Feeling Boxed In?

Feeling Boxed In?

Do you find yourself being influenced by the chaos in the world? As hard as you try, the lack of calm around you ends up getting “in” you, creeping into your mind and soul. Or maybe, let me describe it this way. You feel boxed in. Every place you look, mayhem. And no matter how thick your walls are, built to keep the world’s madness out, it always seems to find that one little crack and wiggles its way in. Both of those scenarios are true for me. How about you?     

Due to my stroke, my brain has a hard time categorizing and processing the activity around me. So, just like the two previous scenarios, external stimuli, even small amounts, tends to create immense chaos in my brain. In those moments, I do not experience peace. In fact, quite the opposite, leaving me feeling trapped, boxed in.

And let’s be honest, sometimes we create our own chaos, our own restlessness, our own turmoil. We run after one thing and then another, looking for calm and peace and contentment. However, that calm, that peace, that contentment, it is only fleeting. We then look elsewhere, only to have the same result.

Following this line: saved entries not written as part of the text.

Issue #2949, opened 2015-10-14
Can't undo/revert after moving layer


iwehrman:
1. Open a document with a single layer. The document is clean.
2. Move the layer. The document is dirty. 

Result: Undo and Revert are disabled.

iwehrman:
Fixed by #2953.

PR #2953, opened 2015-10-14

Maybe today, you feel boxed in by the chaos both in you and around you. No matter what remedy you try, some good, some not so good, you just cannot quiet your soul, calm your spirit, slow down your mind. It soon becomes easy to stop trying to search for peace. Maybe it just isn’t attainable.

Then again, maybe it is! We just need to look in the right place.

On the night before He was crucified, Jesus delivers what is known as the Farewell Address (John Chapters 14-17) to the remaining eleven disciples. Early in that address (14:1-11), Jesus tells the eleven that he will going away to the Father, which I am sure created quite a bit of inner turmoil within each of them.

Immediately after dropping that bombshell, Jesus then tells his guys that he will be sending the Holy Spirit to guide them (14:15-26). But Jesus goes even further in trying to calm their inner turmoil, their inner unrest. Here is what we find in v.27 – “Peace I leave with you; my peace I give to you. Not as the world gives do I give to you. Let not your hearts be troubled, neither let them be afraid.” Those comforting words are bookends to the is entire section, as Jesus began his address in a similar fashion – “Let your hearts not be troubled. Believe in God; believe also in me” (14:1).

God offers us a calming peace. God’s peace is not dependent upon what is or is not around us. God’s peace is internal, not external. He offers peace that flows like a river. Picture a continually flowing river that brings a perpetual source of nutrients, abundance, and freshness to the land around it. We see these words in Isaiah 66:12 – “For this is what the LORD says: I will make peace flow to her like a river, and the wealth of nations like a flood; you will nurse and be carried on her hip and bounced on her lap.”  

God’s peace allows you and me to live, not feeling boxed in by the world’s chaos, but rather, to live peacefully and productivity amid our busy, chaotic, frantic, and frenzied world.